Locate each line below that includes "LGTM" and reproduce it.

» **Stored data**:
┏━━
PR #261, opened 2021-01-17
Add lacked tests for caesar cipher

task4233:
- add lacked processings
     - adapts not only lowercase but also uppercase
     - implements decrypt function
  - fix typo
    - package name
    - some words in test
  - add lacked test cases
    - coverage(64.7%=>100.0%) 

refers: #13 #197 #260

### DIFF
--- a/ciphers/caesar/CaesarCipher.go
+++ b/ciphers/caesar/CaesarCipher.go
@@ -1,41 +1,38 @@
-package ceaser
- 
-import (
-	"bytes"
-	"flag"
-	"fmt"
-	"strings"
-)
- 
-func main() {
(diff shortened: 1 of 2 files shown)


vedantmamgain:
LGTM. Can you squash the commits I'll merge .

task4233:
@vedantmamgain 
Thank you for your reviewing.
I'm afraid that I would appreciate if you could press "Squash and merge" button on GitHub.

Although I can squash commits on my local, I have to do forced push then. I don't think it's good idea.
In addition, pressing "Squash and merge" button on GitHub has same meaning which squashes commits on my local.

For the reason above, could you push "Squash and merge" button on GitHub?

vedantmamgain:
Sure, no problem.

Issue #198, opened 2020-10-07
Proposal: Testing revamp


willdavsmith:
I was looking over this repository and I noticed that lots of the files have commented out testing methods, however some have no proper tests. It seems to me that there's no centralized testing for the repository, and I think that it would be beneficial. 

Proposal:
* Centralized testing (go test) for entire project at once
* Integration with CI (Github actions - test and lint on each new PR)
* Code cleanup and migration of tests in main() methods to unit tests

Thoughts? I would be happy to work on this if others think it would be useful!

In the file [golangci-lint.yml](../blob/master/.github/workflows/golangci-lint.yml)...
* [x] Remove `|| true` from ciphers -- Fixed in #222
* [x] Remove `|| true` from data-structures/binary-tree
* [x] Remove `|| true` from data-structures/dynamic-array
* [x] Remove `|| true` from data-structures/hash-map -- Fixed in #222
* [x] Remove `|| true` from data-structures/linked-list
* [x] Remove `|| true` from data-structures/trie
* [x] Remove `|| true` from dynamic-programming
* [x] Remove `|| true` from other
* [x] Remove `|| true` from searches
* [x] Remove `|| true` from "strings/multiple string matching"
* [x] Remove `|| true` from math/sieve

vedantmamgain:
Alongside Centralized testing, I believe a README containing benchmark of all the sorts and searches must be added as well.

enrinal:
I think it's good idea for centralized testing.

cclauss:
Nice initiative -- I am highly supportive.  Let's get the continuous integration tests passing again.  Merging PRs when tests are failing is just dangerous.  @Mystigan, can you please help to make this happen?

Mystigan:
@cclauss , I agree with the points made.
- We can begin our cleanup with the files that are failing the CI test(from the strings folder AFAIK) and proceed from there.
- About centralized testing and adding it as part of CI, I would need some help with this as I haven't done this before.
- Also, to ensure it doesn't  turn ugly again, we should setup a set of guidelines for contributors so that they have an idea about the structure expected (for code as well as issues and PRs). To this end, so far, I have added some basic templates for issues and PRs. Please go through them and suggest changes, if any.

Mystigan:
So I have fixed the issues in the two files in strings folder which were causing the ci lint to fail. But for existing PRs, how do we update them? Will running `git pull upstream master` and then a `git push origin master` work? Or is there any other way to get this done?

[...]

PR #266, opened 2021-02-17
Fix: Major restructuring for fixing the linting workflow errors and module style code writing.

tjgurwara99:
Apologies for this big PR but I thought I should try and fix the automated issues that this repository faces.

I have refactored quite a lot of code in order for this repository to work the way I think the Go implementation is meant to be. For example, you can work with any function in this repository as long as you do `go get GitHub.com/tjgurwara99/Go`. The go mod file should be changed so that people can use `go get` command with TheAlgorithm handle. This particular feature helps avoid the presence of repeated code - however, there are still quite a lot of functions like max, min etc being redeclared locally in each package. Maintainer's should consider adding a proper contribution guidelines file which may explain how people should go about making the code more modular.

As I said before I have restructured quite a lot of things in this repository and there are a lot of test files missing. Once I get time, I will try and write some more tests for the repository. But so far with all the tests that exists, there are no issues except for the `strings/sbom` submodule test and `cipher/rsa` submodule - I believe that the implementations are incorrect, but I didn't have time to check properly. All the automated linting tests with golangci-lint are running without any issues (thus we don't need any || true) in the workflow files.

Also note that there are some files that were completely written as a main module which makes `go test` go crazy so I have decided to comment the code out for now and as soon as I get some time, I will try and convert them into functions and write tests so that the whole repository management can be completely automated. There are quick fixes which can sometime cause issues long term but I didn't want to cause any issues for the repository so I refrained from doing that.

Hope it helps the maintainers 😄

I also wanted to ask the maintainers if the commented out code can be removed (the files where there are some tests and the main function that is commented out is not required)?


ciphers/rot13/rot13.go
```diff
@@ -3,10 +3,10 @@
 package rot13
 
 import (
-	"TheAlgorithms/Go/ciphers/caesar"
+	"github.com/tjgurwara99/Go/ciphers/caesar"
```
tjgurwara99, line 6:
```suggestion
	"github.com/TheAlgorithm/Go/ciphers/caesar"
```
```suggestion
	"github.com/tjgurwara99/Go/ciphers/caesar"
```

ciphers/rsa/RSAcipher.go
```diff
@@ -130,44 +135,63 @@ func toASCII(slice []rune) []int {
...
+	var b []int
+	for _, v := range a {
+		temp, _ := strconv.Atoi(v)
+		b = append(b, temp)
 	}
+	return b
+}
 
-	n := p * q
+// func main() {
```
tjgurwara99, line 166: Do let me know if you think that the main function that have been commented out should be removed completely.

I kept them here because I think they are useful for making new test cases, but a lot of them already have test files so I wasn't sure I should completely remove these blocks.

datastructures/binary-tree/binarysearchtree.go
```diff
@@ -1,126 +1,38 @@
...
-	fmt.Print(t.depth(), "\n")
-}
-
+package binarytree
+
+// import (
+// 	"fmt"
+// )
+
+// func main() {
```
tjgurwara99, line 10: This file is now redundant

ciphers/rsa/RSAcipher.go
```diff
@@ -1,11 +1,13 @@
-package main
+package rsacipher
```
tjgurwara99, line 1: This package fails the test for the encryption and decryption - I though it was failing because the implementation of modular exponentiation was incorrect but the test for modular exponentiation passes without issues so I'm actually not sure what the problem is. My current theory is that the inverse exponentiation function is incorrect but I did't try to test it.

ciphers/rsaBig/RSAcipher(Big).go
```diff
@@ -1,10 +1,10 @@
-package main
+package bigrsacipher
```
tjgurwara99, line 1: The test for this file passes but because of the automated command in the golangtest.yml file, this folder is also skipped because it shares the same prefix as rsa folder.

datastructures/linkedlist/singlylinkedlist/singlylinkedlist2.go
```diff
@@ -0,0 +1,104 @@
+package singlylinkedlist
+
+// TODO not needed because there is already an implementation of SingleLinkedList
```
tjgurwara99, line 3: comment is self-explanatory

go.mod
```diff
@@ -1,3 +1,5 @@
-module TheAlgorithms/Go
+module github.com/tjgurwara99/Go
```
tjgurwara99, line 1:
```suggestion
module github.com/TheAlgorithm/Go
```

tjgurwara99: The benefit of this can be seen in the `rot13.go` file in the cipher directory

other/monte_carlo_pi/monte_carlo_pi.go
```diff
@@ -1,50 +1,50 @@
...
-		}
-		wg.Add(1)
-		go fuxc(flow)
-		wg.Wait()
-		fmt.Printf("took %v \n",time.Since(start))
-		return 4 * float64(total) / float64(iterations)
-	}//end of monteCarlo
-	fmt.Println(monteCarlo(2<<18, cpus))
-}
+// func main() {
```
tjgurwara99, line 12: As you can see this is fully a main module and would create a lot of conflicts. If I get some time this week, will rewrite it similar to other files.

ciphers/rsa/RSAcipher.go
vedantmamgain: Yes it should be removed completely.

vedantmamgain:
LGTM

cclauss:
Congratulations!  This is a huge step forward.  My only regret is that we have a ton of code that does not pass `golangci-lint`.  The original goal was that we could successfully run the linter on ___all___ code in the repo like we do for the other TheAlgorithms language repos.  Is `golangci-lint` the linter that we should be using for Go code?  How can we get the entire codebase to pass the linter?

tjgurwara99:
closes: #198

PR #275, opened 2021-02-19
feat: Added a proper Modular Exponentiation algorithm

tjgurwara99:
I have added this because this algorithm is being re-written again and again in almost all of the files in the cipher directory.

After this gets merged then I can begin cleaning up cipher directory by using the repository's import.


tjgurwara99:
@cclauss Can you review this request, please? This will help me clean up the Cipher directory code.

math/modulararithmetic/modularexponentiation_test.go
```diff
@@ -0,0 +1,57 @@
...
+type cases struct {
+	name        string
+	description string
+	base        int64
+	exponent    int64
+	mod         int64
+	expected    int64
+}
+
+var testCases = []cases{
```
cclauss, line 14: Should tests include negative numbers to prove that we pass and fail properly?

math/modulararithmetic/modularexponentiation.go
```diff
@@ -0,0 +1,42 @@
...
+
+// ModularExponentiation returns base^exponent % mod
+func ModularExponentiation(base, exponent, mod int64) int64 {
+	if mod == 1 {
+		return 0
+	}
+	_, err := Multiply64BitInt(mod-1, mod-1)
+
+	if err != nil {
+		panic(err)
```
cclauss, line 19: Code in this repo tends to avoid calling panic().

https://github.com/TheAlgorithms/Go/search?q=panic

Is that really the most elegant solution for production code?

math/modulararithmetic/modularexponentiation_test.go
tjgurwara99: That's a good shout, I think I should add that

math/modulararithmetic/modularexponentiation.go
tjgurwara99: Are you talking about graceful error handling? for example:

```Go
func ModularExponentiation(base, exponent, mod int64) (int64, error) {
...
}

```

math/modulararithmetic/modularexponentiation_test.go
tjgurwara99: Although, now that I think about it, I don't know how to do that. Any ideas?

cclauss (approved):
┗━━
» **Response box**:
LGTM. Can you squash the commits I'll merge .
LGTM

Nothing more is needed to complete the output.